Je m'appelle bébé

Posté le par Louis dans Récit et littérature

Je m’appelle Bébé

             OH ! fœtal amour…

  J’avais douze semaines : il était plus que temps, disait Maman, de me cureter.

   Moi, j’étais déjà comme un vrai Bébé, en petit, c’est tout.

   A l’Hôpital, on changea mon nom :

     De futur Bébé, je devins : matériel de grossesse et chose à vider.

  Mon Pépé aussi devait partir, selon Maman :

  Exit Bébé, exit Pépé :

    Bienvenue à la bagnole neuve, à la maison de ses Rêves, à Maman :

     Elle disait, froidement :

 Le Pépé va tout bouffer dans le Home des vieux et le Bébé va me prendre la tête, pis :

Ça cube un max, les trucs pour les mioches !

   Remarquez, mes Chers, que c’était la seizième fois qu’elle avortait, au CHU vaudois, secteur Maternité et que c’était pris en charge par l’Assurance Obligatoire des Soins, en dépit de tous les contraceptifs existants :

    J’étais donc une maladie ?

   D’ailleurs, on m’a dit que cette Lamal allait encore augmenter de cinq pour cent, ouille, ouille, ouille !

Tout le meurtre de moi se fit comme d’habitude :

     J’ai eu atrocement mal, j’ai été assassiné :

Aspiré, avec membres et tête, cœur et tronc, par petits bouts, par lambeaux !

  On a un peu montré çaà l’émission suisse : Temps Présent : ah ! rien ne vaut le direct, pour l’audience !

       Puisque tout était prémédité dans ce coup, comme pour Pépé, avec le décilitre létal :

Il s’agit bel et bien d’un Assassinat Industriel !

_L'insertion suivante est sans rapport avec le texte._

PR #443, opened 2026-08-05
fix(api): accept framework display labels in project ensure schema to…

### LINKED ISSUE #427: [Bug] Cannot create project — POST /api/projects/ensure returns 400 Bad Request
## Bug Description

Creating a new project from the dashboard fails immediately with a 400 Bad Request
error on `POST /api/proxy/api/projects/ensure`. The request is retried automatically
by the frontend but all attempts fail. The dashboard also throws a React hydration
error (#418) alongside this.

## Steps to Reproduce

1. Open the Openship dashboard
2. Navigate to Projects
3. Attempt to create a new project
4. Observe the error in the UI and browser console

## Expected Behavior

Project is created successfully and appears in the dashboard.

## Actual Behavior

Console errors:

```
/api/proxy/api/projects/ensure — 400 Bad Request (repeated 3x)
Deployment error: ApiError: API 400: Bad Request
Uncaught Error: Minified React error #418 (text hydration mismatch)
```

The project creation flow fails completely. No project is created.

## Browser Console Output

```
content-script.js:657 [GD Media] attribution started in frame https://ops.example.com
Uncaught Error: Minified React error #418; visit https://react.dev/errors/418?args[]=text&args[]=
/api/proxy/api/projects/ensure:1 Failed to load resource: the server responded with a status of 400 (Bad Request)
Deployment error: ApiError: API 400: Bad Request
    at H (9241-998ea2829f58eae7.js:1:20147)
    at async 6900-bf288b9bfaf6b303.js:1:52105
    at async page-ca5b570dccb86577.js:1:81496
```

## Environment

- Deployment: Self-hosted (Docker Compose)
- Dashboard URL: https://ops.example.com
- Server: root@127.0.0.1 (localhost), Port 22, Password auth, Status: Healthy

## Additional Notes

The server shows as **Healthy** in the dashboard. The issue is specifically
with project creation, not server connectivity. No additional error detail
is surfaced in the UI — the 400 response body (if any) is not shown to the user,
making this difficult to debug without access to API logs.

## Workaround

None found so far.

farrasrayhand:
---

## Summary

Fix 400 Bad Request on `POST /api/projects/ensure` caused by `tbValidator` rejecting framework display labels (e.g. `"Static Site"`) that don't match any entry in `STACK_IDS`.

## Motivation

Since v0.5.0, the `/ensure` route gained a `body: EnsureProjectBody` declaration as part of MCP tool wiring. This caused `secureRouter` to auto-mount `tbValidator("json", EnsureProjectBody)` before the controller runs. `FrameworkEnum` is a strict TypeBox union of `STACK_IDS` — but the dashboard sends human-readable display labels like `"Static Site"` instead of stack IDs like `"static"`. TypeBox rejects these immediately with 400, before any business logic is reached.

In v0.4.8 the route had no `body` declaration so `tbValidator` was never mounted and the value passed through to the controller, which ignored unrecognized framework strings anyway.

## Related issue

Closes #427

## Changes

**`apps/api/src/modules/projects/project.schema.ts`**
- Relaxed `framework` field in `CreateProjectBody` from strict `FrameworkEnum` to `Type.Optional(Type.String({ maxLength: 100 }))` — validation/normalization is handled at the service layer, not the schema boundary

## Verification

Before (v0.5.0):
```bash
POST /api/projects/ensure 400 8ms
# API log confirms rejection at middleware level — too fast to have touched controller or DB
```

After this fix:
```bash
POST /api/projects/ensure 200 42ms
# Request passes through, project created successfully
```

Reproduced with [`[farrasrayhand/script-collection](https://github.com/farrasrayhand/script-collection)`](https://github.com/farrasrayhand/script-collection) — plain static site, auto-detected as "Static Site" by the dashboard, which triggered the 400 every time.

## Checklist

- [ ] A test fails without this change and passes with it (or I explained above why there isn't one) — no existing test covered this path; the schema change is self-evident from the TypeBox rejection

### DIFF
--- a/apps/api/src/modules/projects/project-crud.service.ts
+++ b/apps/api/src/modules/projects/project-crud.service.ts
@@ -18,6 +18,7 @@ import {
   normalizeRollbackWindow,
   normalizeAliasStrict,
   aliasConflictsWithSiblings,
+  normalizeFramework,
   type ReleaseSource,
   type UpdatableIdentity,
 } from "@repo/core";
@@ -357,7 +358,7 @@ function buildProductionProjectInput(
     releaseSource: source.releaseSource,
     installationId: data.installationId,
     autoDeploy: !!(env.CLOUD_MODE && source.gitOwner && source.gitRepo),
-    framework: data.framework ?? "unknown",
+    framework: normalizeFramework(data.framework),
     packageManager: data.packageManager ?? "npm",
     installCommand: data.installCommand,
     buildCommand: data.buildCommand,
@@ -890,7 +891,7 @@ export async function ensureProject(
       throw new NotFoundError("Project", data.projectId ?? desiredSlug);
     }
     const update: Record<string, unknown> = {};
-    if (data.framework !== undefined) update.framework = data.framework;
+    if (data.framework !== undefined) update.framework = normalizeFramework(data.framework);
     if (data.packageManager !== undefined) update.packageManager = data.packageManager;
     if (data.installCommand !== undefined) update.installCommand = data.installCommand;
     if (data.buildCommand !== undefined) update.buildCommand = data.buildCommand;
--- a/apps/api/src/modules/projects/project.schema.ts
+++ b/apps/api/src/modules/projects/project.schema.ts
@@ -17,9 +17,10 @@ import {
 
 // ─── Shared enums (derived from registry) ────────────────────────────────────
 
-export const FrameworkEnum = Type.Union(
-  STACK_IDS.map((id) => Type.Literal(id)) as [TLiteral<string>, ...TLiteral<string>[]],
-);
+export const FrameworkEnum = Type.String({
+  maxLength: 100,
+  description: "Framework stack ID or display label (e.g. 'static', 'nextjs', 'Static Site').",
+});
 
 export const PackageManagerEnum = Type.Union(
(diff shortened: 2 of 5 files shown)


Hydralerne:
thank you

Hydralerne:
Nice fix for #427 — the approach is right, but relaxing the shared FrameworkEnum while only normalizing 2 of its write paths leaves the same 400-class gap open on the others. Three things before merge:

PATCH /projects/:id — updateProject stores framework raw (PROJECT_UPDATE_KEYS loop, project-crud.service.ts:1106-1114). UpdateProjectBody inherits the relaxed enum, so "Static Site" now persists verbatim. MCP-exposed.

Service / monorepo sub-app writes — same shared enum feeds the service create/update bodies; service.service.ts:488 and project-crud.service.ts:436 store raw. A sub-app labeled "Static Site" fails isStaticService's framework in STACKS guard → deployed as a running server instead of static.

normalizeFramework: lower in STACKS → Object.hasOwn(STACKS, lower) — in walks the prototype chain, so framework:"constructor" / "__proto__" pass and are stored verbatim, then getRuntimeImage("constructor") throws a TypeError in the build path.

Cleanest fix for 1 & 2: normalize at the schema boundary (a Transform on FrameworkEnum) instead of at hand-picked call sites — then every consumer of the shared enum is covered and a new route can't reopen it. Dashboard callers are unaffected either way; this only bites raw API/MCP clients.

  Il pouvait encore avaler, ce qui était bien pratique pour ses assassines.

      Donc, Pépé et moi, on a été suicidés.

   Je m’appelle Bébé et d’où je suis, la colère de la Vie m’anime.

  J’ai retrouvé mon Pépé, dans les demeures du Ciel.

   Voici nos dialogues :

         Madame la Vie est venue me voir hier.

   Elle m’a dit que les êtres humains tuaient leur seule Planète, leurs fœtus et leurs vieux :

  Qu’y régnaient le Sexe immonde et l’immonde Prostitution des âmes.

   SANS AMOUR, qu’on avait comme qui dirait trucidé…

   Elle me consola et mon Pépé de même :

            Savez-Vous, vieil homme tué, que je vais bientôt détruire cette espèce d’hominidés dégénérés :

  Ils sont allés trop loin :

 Ils ne sont plus mes enfants, mais une engeance de l’enfer de l’égoïsme et de la lubricité…

   Tout était en Paix, là où nous séjournions, Pépé et moi.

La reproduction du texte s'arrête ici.